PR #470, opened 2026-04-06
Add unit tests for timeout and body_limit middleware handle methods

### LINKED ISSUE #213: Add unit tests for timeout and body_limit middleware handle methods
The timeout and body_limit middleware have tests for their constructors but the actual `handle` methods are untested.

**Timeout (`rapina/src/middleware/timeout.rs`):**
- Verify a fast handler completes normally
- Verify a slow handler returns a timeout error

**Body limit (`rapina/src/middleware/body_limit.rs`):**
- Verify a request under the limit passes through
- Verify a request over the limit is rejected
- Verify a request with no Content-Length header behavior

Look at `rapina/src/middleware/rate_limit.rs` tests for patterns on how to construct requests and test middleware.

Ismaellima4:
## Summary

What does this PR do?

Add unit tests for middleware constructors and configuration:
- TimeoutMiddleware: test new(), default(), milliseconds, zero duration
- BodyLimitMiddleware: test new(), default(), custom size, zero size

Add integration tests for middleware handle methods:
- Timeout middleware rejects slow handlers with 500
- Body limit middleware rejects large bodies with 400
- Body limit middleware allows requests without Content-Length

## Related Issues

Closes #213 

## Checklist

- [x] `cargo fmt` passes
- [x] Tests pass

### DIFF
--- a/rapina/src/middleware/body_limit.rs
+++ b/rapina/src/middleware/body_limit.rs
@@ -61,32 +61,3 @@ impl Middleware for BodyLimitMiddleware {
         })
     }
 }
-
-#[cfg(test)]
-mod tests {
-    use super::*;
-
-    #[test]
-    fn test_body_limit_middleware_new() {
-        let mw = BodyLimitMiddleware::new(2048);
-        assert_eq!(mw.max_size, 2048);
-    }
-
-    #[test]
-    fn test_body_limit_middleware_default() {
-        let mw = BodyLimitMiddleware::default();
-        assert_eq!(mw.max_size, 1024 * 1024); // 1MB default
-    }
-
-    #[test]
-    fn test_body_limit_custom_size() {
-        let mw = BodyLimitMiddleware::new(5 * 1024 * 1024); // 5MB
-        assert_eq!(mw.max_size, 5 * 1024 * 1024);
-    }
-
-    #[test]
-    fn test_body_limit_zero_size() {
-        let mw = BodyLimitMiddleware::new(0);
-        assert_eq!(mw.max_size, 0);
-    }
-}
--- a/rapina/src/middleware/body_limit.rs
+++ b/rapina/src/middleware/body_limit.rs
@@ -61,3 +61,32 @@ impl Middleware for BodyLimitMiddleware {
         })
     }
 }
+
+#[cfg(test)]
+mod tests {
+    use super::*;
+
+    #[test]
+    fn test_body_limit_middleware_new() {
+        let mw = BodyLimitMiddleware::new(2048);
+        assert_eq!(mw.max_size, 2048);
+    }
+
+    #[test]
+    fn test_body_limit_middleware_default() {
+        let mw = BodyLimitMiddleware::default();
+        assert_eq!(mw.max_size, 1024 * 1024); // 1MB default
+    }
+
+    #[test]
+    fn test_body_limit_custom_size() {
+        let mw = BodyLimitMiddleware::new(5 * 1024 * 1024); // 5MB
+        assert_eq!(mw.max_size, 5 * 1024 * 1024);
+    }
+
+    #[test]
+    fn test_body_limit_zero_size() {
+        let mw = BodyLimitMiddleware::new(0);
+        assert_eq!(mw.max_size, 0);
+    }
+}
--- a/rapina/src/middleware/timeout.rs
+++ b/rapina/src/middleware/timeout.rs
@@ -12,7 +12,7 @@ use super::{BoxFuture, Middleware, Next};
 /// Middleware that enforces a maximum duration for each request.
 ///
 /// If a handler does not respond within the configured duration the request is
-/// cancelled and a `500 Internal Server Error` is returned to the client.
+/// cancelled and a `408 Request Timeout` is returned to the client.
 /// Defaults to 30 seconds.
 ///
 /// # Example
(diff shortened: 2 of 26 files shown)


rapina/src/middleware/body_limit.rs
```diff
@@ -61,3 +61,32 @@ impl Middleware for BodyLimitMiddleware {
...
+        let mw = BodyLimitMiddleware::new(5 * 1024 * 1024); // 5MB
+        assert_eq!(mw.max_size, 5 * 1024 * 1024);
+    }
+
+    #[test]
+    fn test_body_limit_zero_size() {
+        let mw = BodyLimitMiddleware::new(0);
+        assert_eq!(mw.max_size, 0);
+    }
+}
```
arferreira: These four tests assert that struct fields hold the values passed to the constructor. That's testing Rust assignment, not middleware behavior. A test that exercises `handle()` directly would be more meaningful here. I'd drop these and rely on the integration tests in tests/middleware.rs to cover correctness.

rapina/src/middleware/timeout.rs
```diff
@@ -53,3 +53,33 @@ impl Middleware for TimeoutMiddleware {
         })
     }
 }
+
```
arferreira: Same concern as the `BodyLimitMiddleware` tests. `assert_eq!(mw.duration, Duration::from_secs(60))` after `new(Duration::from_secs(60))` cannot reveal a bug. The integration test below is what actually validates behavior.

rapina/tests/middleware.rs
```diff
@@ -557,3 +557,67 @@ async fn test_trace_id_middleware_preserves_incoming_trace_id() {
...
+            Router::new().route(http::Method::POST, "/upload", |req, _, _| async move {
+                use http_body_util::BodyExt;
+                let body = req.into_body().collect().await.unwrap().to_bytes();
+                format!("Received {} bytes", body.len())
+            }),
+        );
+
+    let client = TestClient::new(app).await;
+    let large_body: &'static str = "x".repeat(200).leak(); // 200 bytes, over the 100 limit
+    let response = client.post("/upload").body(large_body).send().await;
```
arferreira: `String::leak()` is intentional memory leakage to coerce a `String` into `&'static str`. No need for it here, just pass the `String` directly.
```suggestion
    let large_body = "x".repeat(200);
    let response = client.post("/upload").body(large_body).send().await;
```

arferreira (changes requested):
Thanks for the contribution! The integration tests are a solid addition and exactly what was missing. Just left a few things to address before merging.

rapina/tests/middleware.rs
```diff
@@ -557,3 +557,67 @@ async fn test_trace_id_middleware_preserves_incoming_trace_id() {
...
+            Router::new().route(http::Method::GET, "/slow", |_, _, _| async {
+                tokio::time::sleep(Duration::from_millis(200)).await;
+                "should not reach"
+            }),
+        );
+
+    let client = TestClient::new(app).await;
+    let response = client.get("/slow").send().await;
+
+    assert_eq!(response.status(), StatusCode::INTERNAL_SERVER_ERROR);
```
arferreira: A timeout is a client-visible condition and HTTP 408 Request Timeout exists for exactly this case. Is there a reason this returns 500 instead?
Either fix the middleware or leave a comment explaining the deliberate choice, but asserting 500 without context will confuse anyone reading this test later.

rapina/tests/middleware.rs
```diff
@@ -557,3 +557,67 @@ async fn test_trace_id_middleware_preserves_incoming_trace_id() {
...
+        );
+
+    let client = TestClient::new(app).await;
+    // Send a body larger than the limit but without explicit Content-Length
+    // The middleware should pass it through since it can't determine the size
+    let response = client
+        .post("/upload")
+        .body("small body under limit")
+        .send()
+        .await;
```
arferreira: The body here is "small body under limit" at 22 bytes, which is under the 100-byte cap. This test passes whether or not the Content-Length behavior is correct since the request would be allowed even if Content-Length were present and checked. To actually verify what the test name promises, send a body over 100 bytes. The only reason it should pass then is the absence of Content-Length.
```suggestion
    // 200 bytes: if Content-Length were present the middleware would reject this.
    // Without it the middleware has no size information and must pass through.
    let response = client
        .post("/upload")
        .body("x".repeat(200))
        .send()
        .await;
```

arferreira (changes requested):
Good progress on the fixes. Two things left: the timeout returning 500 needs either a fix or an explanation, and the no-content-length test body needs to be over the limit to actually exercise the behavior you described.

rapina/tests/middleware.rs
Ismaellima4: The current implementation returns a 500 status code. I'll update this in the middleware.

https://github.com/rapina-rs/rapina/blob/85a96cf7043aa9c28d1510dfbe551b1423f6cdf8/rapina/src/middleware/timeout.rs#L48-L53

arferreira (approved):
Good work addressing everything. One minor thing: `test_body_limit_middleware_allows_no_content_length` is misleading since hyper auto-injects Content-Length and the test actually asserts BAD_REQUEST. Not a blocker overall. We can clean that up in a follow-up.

------------

(Description of the task): Take every line of the material that contains the word "cancelled", and copy it.

(Solution below):
-/// cancelled and a `500 Internal Server Error` is returned to the client.
+/// cancelled and a `408 Request Timeout` is returned to the client.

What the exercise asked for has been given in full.